Set each entry down exactly as written.

[Start of Attachment]

PR #1947, opened 2020-01-27
Very minor documentation updates

louistsaitszho:


martinbonnin:
I might have closed this one a bit too fast actually. Would'nt it make sense to have the method called `onCompilationUnit` instead of `onCompilationUnits` ?

louistsaitszho:
@martinbonnin maybe, but `onCompilationUnits` is what the gradle plugin understands.

martinbonnin:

[End of Attachment]

### RESULT OF THE TASK:
PR #1947, opened 2020-01-27
Very minor documentation updates

louistsaitszho:


martinbonnin:
I might have closed this one a bit too fast actually. Would'nt it make sense to have the method called `onCompilationUnit` instead of `onCompilationUnits` ?

louistsaitszho:
@martinbonnin maybe, but `onCompilationUnits` is what the gradle plugin understands.

martinbonnin:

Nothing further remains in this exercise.